Another set of security issues with industrial networks involves their evolution from early patchworks of electrical relays or antiquated microprocessor controllers and manually monitored indicator lights, trips and breakers. While those legacy systems might work well enough to operate relatively simple processes even today, they likely lack proper security controls. Nonetheless, they most likely end up connected to modern distributed control systems (DCSs) that feature the latest programmable logic controllers (PLCs), which are micro-computers using Windows or Linux which connect over industrial Ethernet to human-machine interfaces (HMIs). In turn, these HMIs are often accessible anywhere in the world via PCs or touchscreen tablets and smartphones – by legitimate DCS operators or by hackers exploiting the vulnerabilities in the connections between old and new systems.
With modern ICS, SCADA and DCS networks, infiltrations can occur from any of three sources:
1. Top-down from the corporate and data zones (Zones 4, 3 and 2)

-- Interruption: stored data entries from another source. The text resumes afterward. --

Issue #319, opened 2015-02-09
Enable / Configure fail2ban jails


h8h:
Today my box was under attack, mostly stupid login attempts on dovecot, 50 times same IP. But the remote IP never gets blocked by iptables and I figure out that fail2ban isn't configured very well.
I.E.:
```
[dovecot]
enabled = false
port    = smtp,ssmtp,submission,imap2,imap3,imaps,pop3,pop3s
filter  = dovecot
logpath = /var/log/mail.log
```
or
```
[roundcube-auth]
enabled  = false
filter   = roundcube-auth
port     = http,https
logpath  = /var/log/roundcube/userlogins
```
Both are disabled and roundcube-auth has a wrong `logpath`.

So what I'm going to do is to create a `jail.conf` especially for miab, put it in `conf/` folder and roll it out on every installation / update (`setup/system.sh`).

Some thoughts?

I'm not that fail2ban expert, so if someone have better experience with this tool I'm happy if the person can do that for me :).

anoma:
My first thought is that before we increase the chances of locking legitimate users out it may be prudent to encourage users to setup fail2ban exceptions e.g.

> "ignoreip" can be an IP address, a CIDR mask or a DNS host. Fail2ban will not  ban a host which matches an address in this list. Several addresses can be defined using space separator.   

Not everyone will have access to a static IP either via their ISP or bouncing off another box but those that do may be saved some headache with this.

Even if we only add an exceptions at install time it is likely a good safety measure i.e. the time most people make multiple auth errors is at setup and config.

My second though is we should cron up a fail2ban log summary. The internet is full of fairly ugly examples that would suffice until email reporting is formalised.

h8h:
Thank you!

If the user is legitimate and an admin and he has i.e. 5 login attempts, he is not worthy anymore to login for 10 mins (i guess this is the fail2ban default time). I think this is fair, isn't it?

>My second though is we should cron up a fail2ban log summary. The internet is full of fairly ugly examples that would suffice until email reporting is formalised.

Thats a fantasic thought! Maybe something similar to this one: [mail-log](https://github.com/mail-in-a-box/mailinabox/blob/master/management/mail_log.py)

anoma:
[...]

PR #353, opened 2015-03-08
Configure fail2ban jails to prevent dumb brute-force attacks

h8h:
Configure the Fail2Ban installation to prevent dumb bruce-force attacks against dovecot, postfix and ssh.

See #319.

I've tested my settings with [patator](https://github.com/lanjelot/patator) and it seems to work. Patator is a brute-forcer with different modules, i.e. `smtp_login` `ssh_login` `imap_login`. 

This configuration should ban brute-force attackers and not oblivious users. Therefore the bantime is only one minute, which for a brute-force could be a pain in the ass. For the "normal" user in my opinion its O.K. but this case should never happen because a "normal" user have to do 20 false attempts in just 30 seconds.

Fail2Ban is not configured for the web services, because I think for now it's out of scope, the attacker have to know the web service addresses (box.domain.tld/mail or box.domain.tld/admin or box.domain.tld/cloud) and most bots don't do / know that. It's much easier to attack the well-known ports.

### DIFF
--- a/conf/fail2ban/dovecotimap.conf
+++ b/conf/fail2ban/dovecotimap.conf
@@ -1,0 +1,22 @@
+# Fail2Ban filter Dovecot authentication and pop3/imap server
+# For Mail-in-a-Box
+
+[INCLUDES]
+
+before = common.conf
+
+[Definition]
+
+_daemon = (auth|dovecot(-auth)?|auth-worker)
+
+failregex = ^%(__prefix_line)s(pop3|imap)-login: (Info: )?(Aborted login|Disconnected)(: Inactivity)? \(((no auth attempts|auth failed, \d+ attempts)( in \d+ secs)?|tried to use (disabled|disallowed) \S+ auth)\):( user=<\S*>,)?( method=\S+,)? rip=<HOST>, lip=(\d{1,3}\.){3}\d{1,3}(, TLS( handshaking)?(: Disconnected)?)?(, session=<\S+>)?\s*$
+
+ignoreregex =
+
+# DEV Notes:
+# * the first regex is essentially a copy of pam-generic.conf
+# * Probably doesn't do dovecot sql/ldap backends properly
+#
+# Author: Martin Waschbuesch
+#         Daniel Black (rewrote with begin and end anchors)
+#         Mail-in-a-Box (swapped session=...)
--- a/conf/fail2ban/jail.local
+++ b/conf/fail2ban/jail.local
@@ -1,0 +1,34 @@
+# Fail2Ban configuration file.
+# For Mail-in-a-Box
+[DEFAULT]
+
+# bantime in seconds
+bantime  = 60
+
+# This should ban dumb brute-force attacks, not oblivious users.
+findtime = 30
+maxretry = 20
+
+#
+# JAILS
+#
+
+[ssh]
+
+enabled  = true
+logpath  = /var/log/auth.log
+maxretry = 20
+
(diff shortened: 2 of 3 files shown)


JoshData:
Nicely done.

h8h:
Thanks.

anoma:
Please consider extending this to include postfix and recidive.

I have been running them live to test during the whole #319 discussions with no false positives.

In particular without recidive Chinese attackers never go away.

h8h:
It works for postfix either, the jail is named `sasl`.

anoma:
Thanks. I have not tested postfix-sasl before. However notice the checks postfix and postfix-sasl perform are completely different.

SASL concerns itself with login errors whereas postfix will eject users generating persistent 450, 550 and 554 RCPT/VRFY errors.

h8h:
Login errors is the main goal of this PR. DoS is another attack vector which should also be integrated in mail-in-a-box some day.

anoma:
OK I will continue to test additions to my live local install and make a PR in the future to cover this.

h8h:
Sounds very nice. Thank you! :+1:

sqeezy80:
for some reason i checked my fail2ban log files and they were ..... short ...

2015-03-25 20:10:56,974 fail2ban.jail   : INFO   Jail 'dovecot' uses pyinotify
2015-03-25 20:10:56,980 fail2ban.jail   : INFO   Initiated 'pyinotify' backend
2015-03-25 20:10:56,982 fail2ban.filter : INFO   Added logfile = /var/log/mail.log
2015-03-25 20:10:56,983 fail2ban.filter : INFO   Set maxRetry = 20
2015-03-25 20:10:56,984 fail2ban.filter : INFO   Set findtime = 30
2015-03-25 20:10:56,984 fail2ban.actions: INFO   Set banTime = 60
2015-03-25 20:10:56,999 fail2ban.jail   : INFO   Jail 'ssh' started
2015-03-25 20:10:57,007 fail2ban.jail   : INFO   Jail 'ssh-ddos' started
2015-03-25 20:10:57,009 fail2ban.jail   : INFO   Jail 'sasl' started
2015-03-25 20:10:57,010 fail2ban.jail   : INFO   Jail 'dovecot' started

well my auth.log is like 20 mb my mail.log is like 5mb something is not working i think

anoma:
I would suggest querying fail2ban directly it may yield more information. Variation on this command would be a good place to start

fail2ban-client status ssh
Status for the jail: ssh
|- filter
|  |- File list:        /var/log/auth.log
|  |- Currently failed: 0
|  `- Total failed:     488
`- action
   |- Currently banned: 0
   |  `- IP list:
   `- Total banned:     28

sqeezy80:
thanks 

this is my output. 

Status for the jail: ssh
|- filter
|  |- File list:	/var/log/auth.log 
|  |- Currently failed:	0
|  `- Total failed:	605
`- action
   |- Currently banned:	0
   |  `- IP list:	
   `- Total banned:	2

i have seen that max retry for the ssh is set to 20. is there a reason for having it that high ? 
i had it normal set to something like 8 -10 max.

anoma:
I would suspect it is purely for safety. I would encourage you to add trusted IPs to jail.local "ignoreip =" and then play with the values safe in the knowledge you cannot lock yourself out.

I also suspect we can add quite a few teaks to fail2ban and still be able to ship it as a safe default. I am currently experimenting heavily with this in live so it might be time to fork this topic to a new one since this one is completed.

2. Bottom-up from the field and safety/control zones (Zones 0 and 1); and
3. “Sideways” from external sources, either via the Internet, remote operations and facilities or remote
Lower Security Risks
Companies can find plenty of information to help guide their efforts to harden and secure their industrial control systems. Three internationally recognized ICS security standards, which can provide excellent starting points and guidance, are IEC 62443 / ISA99, NIST 800-82, and NERC-CIP.
These standards boil down to three steps: A current state assessment; hardening the environment, physical and logical; and ongoing vigilance.
They incorporate what’s known in security as the “defense-in-depth” model. This involves dividing a security deployment strategy into layers, with the most critical systems protected by multiple levels of security.
Every security risk mitigation effort for an industrial control system must start by evaluating the current state of its security by conducting an assessment. Here are some questions to consider:
Does a network’s borders correspond to its physical borders? They should. For example, if the user locked down the SCADA server and its software in an effort to prevent tampering with its configurations and data, is the server itself securely located to prevent unauthorized access to its network ports, removable media drives, keyboard and mouse?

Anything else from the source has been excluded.